I am OK if something else than DocLink is available in comments for referencing declarations.

adonovan commented 6 months ago

This appears to a be a dup of https://github.com/golang/go/issues/64495, which is fixed, and I verified that renaming a symbol renames (at least some) doc links that refer to it.

thomaspeugeot commented 6 months ago

Hi @adonovan , I respectfully disagree, unless mistaken, #64495 (or gops v0.15.3) fixes doc links for functions but does not fixes doc links for structs.

issue_rename_57559 % gopls version
golang.org/x/tools/gopls v0.15.3
package main

type Foo struct {
}

// Rename does not work for Foo
// struct [Foo] is a nice struct ...

func FuncA() {
}

// Rename works for FuncA
// FuncB is same as [FuncA].
func FuncB() {
}

Above code is available at https://github.com/thomaspeugeot/issue_rename_57559

adonovan commented 6 months ago

I respectfully disagree, unless mistaken, https://github.com/golang/go/issues/64495 (or gops v0.15.3) fixes doc links for functions but does not fixes doc links for structs.

I just tested gopls@master on this program:

// The Foo type is used with [Bar].
type Foo struct {}

// func Bar uses [Foo].
func Bar(Foo) {}

and was able to rename both Foo and Bar, and observe both the ordinary and the doc-link (bracketed) references change consistently.

thomaspeugeot commented 6 months ago

Indeed, it works in the above case, but it does not work when [Foo] is in a standalone comment, as in the last line of the code below

// The Foo type is used with [Bar].
type Foo struct{}

// func Bar uses [Foo].
func Bar(Foo) {}

// some comment about [Foo]

https://github.com/golang/go/assets/10234087/b39abddb-032b-4f28-ac9e-11cfe8dd38fc

adonovan commented 6 months ago

A free-standing comment is not a doc comment: it never appears in go doc, or in gopls' Hover output, and it isn't subject to reformatting when you save the file. So I think this is working as intended.

thomaspeugeot commented 6 months ago

Ouh la la...., I had never realized that there was two classes of comments, the doc comment and the free standing comments.

Sorry to bother but why not subject doc-like link in free-standing comments to gopls' renaming ?

Those comments are not exported by go doc but they deserve as much care. When they contain references to identifiers and one is renamed, they loose their consistency. IMHO, adding free-standing comments to the renaming net would improve code maintainability.

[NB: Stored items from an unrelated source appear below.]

PR #2193, opened 2022-10-25
Allow frame views to edit source frame filepaths

brimoor:
Previously, editing the `filepath` of a frame view would not sync to the source dataset's frame `filepath`, but this should be allowed, since frame views were intended to sync all relevant frame fields of the source dataset. This PR resolves the bug.

```py
import fiftyone as fo
import fiftyone.zoo as foz

frames = dataset.to_frames(sample_frames=True)

sample = frames.first()
sample.filepath = sample.filepath.upper()
sample.save()

# Previously wasn't changed; now is
print(dataset.first().frames.first().filepath)

upper_view = frames.set_field("filepath", F("filepath").upper())
frames.set_values("filepath", upper_view.values("filepath"))

# Previously wasn't changed; now is
print(dataset.values("frames.filepath", unwind=True)[:5])

frames.set_field("filepath", F("filepath").upper().concat(".bak")).save()

# Previously wasn't changed; now is
print(dataset.values("frames.filepath", unwind=True)[:5])
```

### DIFF
--- a/fiftyone/core/video.py
+++ b/fiftyone/core/video.py
@@ -142,6 +142,21 @@ class FramesView(fov.DatasetView):
     def media_type(self):
         return fom.IMAGE
 
+    def _get_sample_only_fields(
+        self, include_private=False, use_db_fields=False
+    ):
+        sample_only_fields = set(
+            self._get_default_sample_fields(
+                include_private=include_private, use_db_fields=use_db_fields
+            )
+        )
+
+        # If sample_frames != dynamic, `filepath` can be synced
+        if self._frames_stage.config.get("sample_frames", None) != "dynamic":
+            sample_only_fields.discard("filepath")
+
+        return sample_only_fields
+
     def _get_default_sample_fields(
         self, include_private=False, use_db_fields=False
     ):
--- a/fiftyone/core/video.py
+++ b/fiftyone/core/video.py
@@ -152,7 +152,8 @@ class FramesView(fov.DatasetView):
         )
 
         # If sample_frames != dynamic, `filepath` can be synced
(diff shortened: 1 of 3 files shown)


fiftyone/core/video.py
```diff
@@ -142,6 +142,22 @@ def name(self):
...
+    ):
+        sample_only_fields = set(
+            self._get_default_sample_fields(
+                include_private=include_private, use_db_fields=use_db_fields
+            )
+        )
+
+        # If sample_frames != dynamic, `filepath` can be synced
+        config = self._frames_stage.config or {}
+        if config.get("sample_frames", None) != "dynamic":
```
manivoxel51, line 156: nit: alternatively you could return early if and remove this if
```
...
if config.get("sample_frames", None) == "dynamic":
  return
... rest ...
```

fiftyone/core/video.py
```diff
@@ -273,16 +289,14 @@ def _sync_source_sample(self, sample):
         self._sync_source_schema()
 
         dst_dataset = self._source_collection._root_dataset
-        default_fields = set(
```
manivoxel51, line 276: nit: could removing the `set` have duplicate consequences 🤔

manivoxel51 (approved):
nice work Brian! 🍦 

nit: your description of the bug fix is great! It could be useful to show the output of print() statements in the description

fiftyone/core/video.py
brimoor: In the new implementation, `_get_sample_only_fields()` directly returns set, so we're all set ✔️

fiftyone/core/video.py
brimoor: Hmm yeah could go either way

PR #2201, opened 2022-10-27
Support cuda devices for CLIP zoo model

ehofesmann:
When running the CLIP zoo model on a cuda device, it would currently fail due to the `text_features` not being properly placed on the cuda device as well causing a device mismatch when running a forward pass.

This PR places the `text_features` tensor on the same device as the model itself to resolve this issue. Tested both on a cuda device and cpu device.


brimoor (approved):
LGTM 🚀

Issue #2095, opened 2022-09-19
[FR] Optimize Apps' label tagging implementation


brimoor:
The App's label tagging implementation needs some optimization. For example, if I select a single label and add a tag to it on a dataset with 10k samples and 200k labels, the operation takes ~30 seconds or so.

There are a few cases that need to be considered:
- Whether tags are being added, removed, or both
- Whether the user is operating on selected labels or the entire view

When operating on selected labels, the operation can be O(1) by first selecting the relevant samples -> fields -> IDs:

```py
fields = list(set(d["field"] for d in selected_labels))
sample_ids = list(set(d["sample_id"] for d in selected_labels))
ids = list(set(d["label_id"] for d in session.selected_labels))

view = dataset.select(sample_ids).select_labels(ids=ids, fields=fields)
view.tag_labels(tags)
```

When removing a label tag from an entire view, it would be faster to first use `select_labels(tags=)` to isolate the tag being removed:

```py
dataset.select_labels(tags=tags).untag_labels(tags)
```

Obviously if a label tag is being added to an entire dataset, then there's not much room for optimization (many mutations must take place). But, in most cases, the user will only be doing a very small number of mutations, so the implementation should be optimized so that those common cases will be fast.

PR #2203, opened 2022-10-27
Optimizing tagging implementations

brimoor:
Resolves https://github.com/voxel51/fiftyone/issues/2095.

Optimizes the sample/label tagging implementations in the SDK and App.

The previous implementation would trigger update operations on every sample/label in the dataset in situations such as calling `dataset.tag_samples(tag)` on a dataset where all but a few samples already have the tag of interest.

The new implementation selects only the samples/labels that need edits, which is a big optimization in the typical case of applying a small number of edits. 

### Notes

1. The `changes` made by the App's tagging UI had to be split into additions and deletions, but that is fine because the real win is that the number of update operations is now proportional to the number of actual edits

2. All tagging implementations still involve reading the tags into memory and then using `set_values()` to commit the updated tags. I believe it should be possible to instead read only the IDs into memory and express the corresponding edits using update operators, but I haven't invested the time in that yet...

### Experiments

I also experimented with the following implementations of sample tagging, which are 100% aggregation pipelines whose last stage is `$merge`. However, I found that these implementations are roughly 50% slower when a small number of changes are made and only 50% faster when a large number of changes are made, so it didn't seem worth it.

```py
def tag_samples(self, tags):
    tags = [tags] if etau.is_str(tags) else list(tags)

    # We only need to process samples that are missing a tag of interest
    view = self.match_tags(tags, bool=False, all=True)

    add_tags = F("tags").extend(E(tags).difference(F("tags")))
    tag_expr = (F("tags") != None).if_else(add_tags, tags)
    view.set_field("tags", tag_expr).save("tags")


def untag_samples(self, tags):
    tags = [tags] if etau.is_str(tags) else list(tags)

    # We only need to process samples that have a tag of interest
    view = self.match_tags(tags)

    del_tags = F("tags").filter(~E(tags).contains([F()]))
    view.set_field("tags", del_tags).save("tags")
```


benjaminpkane (approved):
LGTM 🐎

PR #2205, opened 2022-10-28
[DRAFT] Saved views server support

kaixi-wang:

(Details)

        notes for FiftyOne users.

-   [ ] Other

### DIFF
--- a/fiftyone/server/routes/view.py
+++ b/fiftyone/server/routes/view.py
@@ -1,0 +1,34 @@
+"""
+FiftyOne Server ``/view`` route.
+| Copyright 2017-2022, Voxel51, Inc.
+| `voxel51.com <https://voxel51.com/>`_
+|
+"""
+import glob
+import os
+import numpy as np
+
+from starlette.endpoints import HTTPEndpoint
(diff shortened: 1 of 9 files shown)


fiftyone/server/routes/view.py
```diff
@@ -0,0 +1,34 @@
...
+from starlette.requests import Request
+
+import eta.core.serial as etas
+import fiftyone.server.view as fosv
+
+import fiftyone as fo
+from fiftyone.server.decorators import route
+
+
+class View(HTTPEndpoint):
```
manivoxel51, line 21: curious when we would be using the http endpoint 🤔

kaixi-wang: I was initially thinking of using endpoints to trigger the SDK functions, but there is probably a more acceptable way of triggering `fo.load_dataset` from the app...

@benjaminpkane Do you have any recommendations? Is another way of calling the SDK functions Brian already wrote using graphQL? Or is the only other option to not use 'load_view' and 'save_view' and just implement the mutations/queries for saved views directly?

PR #2207, opened 2022-10-28
Transparent looker background

benjaminpkane:
Changes the looker background to be transparent so background color is configured by the parent element. Fixes tile coloring in the grid.


imanjra (approved):
lgtm! 🎨

PR #2208, opened 2022-10-31
More tagging optimization

brimoor:
Implements my idea from https://github.com/voxel51/fiftyone/pull/2203: all tagging operations are now done via update operations!

```py
{"$addToSet": {"tags": {"$each": tags}}}  # add tags
{"$pullAll": {"tags": tags}}  # remove tags
```

This is a much better implementation than the current one because:
- The tag edits are no longer applied in-memory; `values()` and `set_values()` are no longer used
- When tagging labels in generated views (patches/frames/clips), the relevant changes are applied to the source collection only on the affected labels by ID, whereas previously the entire field was synced to the source collection via a `$merge` aggregation

### DIFF
--- a/fiftyone/core/clips.py
+++ b/fiftyone/core/clips.py
@@ -5,8 +5,8 @@ Clips views.
 | `voxel51.com <https://voxel51.com/>`_
 |
 """
-from copy import deepcopy
 from collections import defaultdict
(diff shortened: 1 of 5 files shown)


benjaminpkane (approved):
LGTM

adonovan commented 6 months ago

Sorry to bother but why not subject doc-like link in free-standing comments to gopls' renaming ?

Because they are not doc comments, as defined by the first line of https://golang.org/doc/comment, so they are not subjected to the same rules by tools such as gofmt, go/doc/comment, and gopls.

mvdan commented 6 months ago

@adonovan it's worth noting that doc links in freestanding comments do work when using go-to-definition, and I rely on that on a weekly basis for e.g. freestanding notes that document quirks about the code. I hope that go-to-definition working in those cases is not by accident, and I would have assumed that renaming would also handle them for the sake of consistency, given that gopls does seem to understand they are doc links in some way.

thomaspeugeot commented 6 months ago

@adonovan , BTW, renaming of field does not seem to work.

https://github.com/golang/go/assets/10234087/a2bb8030-ed38-4cbd-9998-e12b7650e3bf

adonovan commented 6 months ago

renaming of field does not seem to work.'

Again, working as intended: doc links never refer to fields, only to packages, package-level declarations, and methods.

adonovan commented 6 months ago

After discussion, reopening as a narrower request to rename doc links in non-doc comments too (by analogy with Hover and Documentation, which support doc links in non-doc comments).